Tom Blake (surfer)

Thomas Edward Blake (March 8, 1902 – May 5, 1994) was an American athlete, inventor, and writer, widely considered to be one of the most influential surfers in history, and a key figure in transforming surfing from a regional Hawaiian specialty to a nationally popular sport.

[4] After leaving school, Blake embarked upon the nomadic lifestyle that would characterize most of his life, working a succession of jobs in Detroit, New York, and Miami.

One episode from that period that presaged his later career occurred in Detroit in 1920, when he encountered the legendary Hawaiian surfer Duke Kahanamoku at a movie theater.

He shook hands with Kahanamoku and later reported, "I felt that somehow he had included an invitation to me to come over to his own Hawaiian islands... As I look back now I realize how much I was influenced by this first contact with the man who has become the best-known personality in the history of surfing.

In 1922, he traveled to Pennsylvania to enter a ten-mile race on the Delaware River and triumphed over a field of the East Coast's top swimmers, breaking the existing record in the process.

Back on the mainland, in September 1927, Blake and his friend Sam Reid became the first to surf Malibu Point, and in 1928, he organized, and then won, the first Pacific Coast Surfriding Championship.

However, his victory sparked some resentment among his native Hawaiian friends, feeling that the new board had given him unfair advantage, and Blake stopped entering races after this.

Then on August 1, 1936, he set a milestone that still stands: entering the waves at Kalehuawehe near Waikiki, he made a run estimated at 4,500 feet, the longest recorded surf ride in history.

Blake initially sought to build lighter olos by drilling hundreds of holes in the board, then covering the openings with a thin outer layer.

In 1932, he received a patent for his hollow surfboard design "and opened the sport up to hundreds of people who weren't able to muscle the heavy plank boards down the beach and into the water.

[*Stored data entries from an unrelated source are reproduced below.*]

Issue #2274, opened 2018-04-11
Cancellation support in C# runtime


KvanTTT:
See duplicated issue in C# optimized runtime: [https://github.com/tunnelvisionlabs/antlr4cs/issues/277](https://github.com/tunnelvisionlabs/antlr4cs/issues/277).

ericvergnaud:
Can you elaborate?

KvanTTT:
Maybe later. I'm waiting for @sharwell response.

PR #2610, opened 2019-07-27
[Java] Check for thread interrupt status in potentially exponential codepaths

ryanpbrewster:
## Interrupting runaway parsers
Some grammars take an exponential amount of time to parse (relative to the input size).

One way to safeguard a program from these kinds of inputs is to run the parser in a separate thread and interrupt it if it's not finished after a reasonable amount of time. In Java, computations are expected to occasionally check if the thread they're running on has been interrupted. This PR adds such a check in one particularly important codepath.

Here is an example grammar that can trigger exponential runtime on inputs like `((()))`:
```
grammar Foo;
foo
    : '()'
    | '(' foo ')'
    | '(' foo ')' { notifyErrorListeners("Extra closing ')'"); } ')'
    ;
```

Here is an example of a program that defensively runs the parser in a separate thread and interrupts it after 5 seconds. I have checked that the current behavior does not terminate, and with the changes in this PR it does.

```
  public static void main(String[] args) throws InterruptedException {
    String input = args[0];
    Thread t = new Thread(() -> {
      FooLexer lexer = new FooLexer(CharStreams.fromString(input));
      FooParser parser = new FooParser(new CommonTokenStream(lexer));
      System.out.println(parser.foo());
    });
    t.start();
    Thread.sleep(5000);
    t.interrupt();
    Thread.sleep(60000);
  }
```

## What is the parser doing that takes so long
```
	at org.antlr.v4.runtime.atn.ArrayPredictionContext.equals(ArrayPredictionContext.java:82)
	at java.base/java.util.Objects.equals(Objects.java:77)
	at java.base/java.util.Arrays.equals(Arrays.java:3186)
	at org.antlr.v4.runtime.atn.ArrayPredictionContext.equals(ArrayPredictionContext.java:82)
	at java.base/java.util.Objects.equals(Objects.java:77)
	at java.base/java.util.Arrays.equals(Arrays.java:3186)
	at org.antlr.v4.runtime.atn.ArrayPredictionContext.equals(ArrayPredictionContext.java:82)
	at java.base/java.util.Objects.equals(Objects.java:77)
	at java.base/java.util.Arrays.equals(Arrays.java:3186)
	at org.antlr.v4.runtime.atn.ArrayPredictionContext.equals(ArrayPredictionContext.java:82)
	at java.base/java.util.HashMap.getNode(HashMap.java:572)
	at java.base/java.util.HashMap.get(HashMap.java:557)
	at org.antlr.v4.runtime.atn.PredictionContextCache.get(PredictionContextCache.java:36)
	at org.antlr.v4.runtime.atn.PredictionContext.getCachedContext(PredictionContext.java:556)
	at org.antlr.v4.runtime.atn.ATNSimulator.getCachedContext(ATNSimulator.java:103)
	at org.antlr.v4.runtime.atn.ATNConfigSet.optimizeConfigs(ATNConfigSet.java:217)
	at org.antlr.v4.runtime.atn.ParserATNSimulator.addDFAState(ParserATNSimulator.java:2124)
	at org.antlr.v4.runtime.atn.ParserATNSimulator.addDFAEdge(ParserATNSimulator.java:2078)
	at org.antlr.v4.runtime.atn.ParserATNSimulator.computeTargetState(ParserATNSimulator.java:619)
	at org.antlr.v4.runtime.atn.ParserATNSimulator.execATN(ParserATNSimulator.java:454)
	at org.antlr.v4.runtime.atn.ParserATNSimulator.adaptivePredict(ParserATNSimulator.java:393)
```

"[12] Blake’s internally braced hollow wooden surfboards were eventually superseded by laminated boards with an interior layer of balsa, then by foam-and-fiberglass designs, but another of his innovations remains a fixture of modern surf- and paddleboards, the "skeg" or fin.

As one author wrote, "The modern sport of windsurfing can be traced back to the 1930s when a surfer named Tom Blake, whose arms became particularly tired one afternoon from paddling his board out to catch the waves, thought he should be able to use the wind for propulsion.” For his first experiment, he simply used an umbrella, but subsequently refined the design, adding a proper sail and a foot-controlled rudder.

[18] Nonetheless, Blake’s innovations were significant, and a photo spread of his work that was published in 1935 in National Geographic magazine helped call attention to the potential his device offered.

[20] Later in life, Blake devoted a great deal of his thought to matters of philosophy, and in 1969, published an essay, "Voice of the Wave," which approached surfing from a metaphysical perspective.

Offering acknowledgments to "Descartes, Marcus Aurelius, Epictetus, Socrates, Aristotle, Gautama, Lao Tsu, Confucius, Zeno, Mohammed;... Swedenborg, Spinoza, Emerson, Thoreau, Bacon, Schweitzer, Galileo, Copernicus, Albert Einstein" and many others, the book explored topics as diverse as immortality, vegetarianism, and the nature of God.

[21] It is clear that the book is the culmination of a long process of contemplation: some eighteen years before its publication, he carved its essential message, “NATURE=GOD”, into a secluded rock face on the Lake Superior shoreline near his hometown of Washburn.

For the next three decades, from 1955 well into the 1980s, Blake lived wherever the mood took him: in California at Malibu, Ventura, and in the Imperial Valley on the shore of the Salton Sea; in Florida, at Boca Raton; and finally back to Wisconsin.

His friend and biographer Gary Lynch reported that in those days, Blake owned one plate, one knife, one fork, one dish, and one chair.

He quickly renewed his ties to the community, spending much of his remaining years living in his van at a park on the Lake Superior shoreline, where he was seen as a friendly eccentric who was more than happy to give swimming and paddling lessons to local teenagers.

[28] No discussion of Blake's life would be complete without mention of his long-term commitment to vegetarianism, a philosophy that he adopted with evangelical zeal.

In a 1955 article reporting Blake's departure from the island, the Honolulu Star-Bulletin reminisced about the sight of the great surfer as, "Late in the evening... he would seek his way back to (his) tiny boat, carrying a brown paper sack containing carrots, celery, a loaf of bread, some cheese (and) ice cream for his lonely evening meal.

Blake placed surfboards, paddleboards, and life saving equipment within reach of the interested athlete, lifeguard, and seaside visitor.

And while the great Duke nobly represented a spiritual tie to his ancient Hawaiian sport, it was Blake who provided the modern mode for all who came after.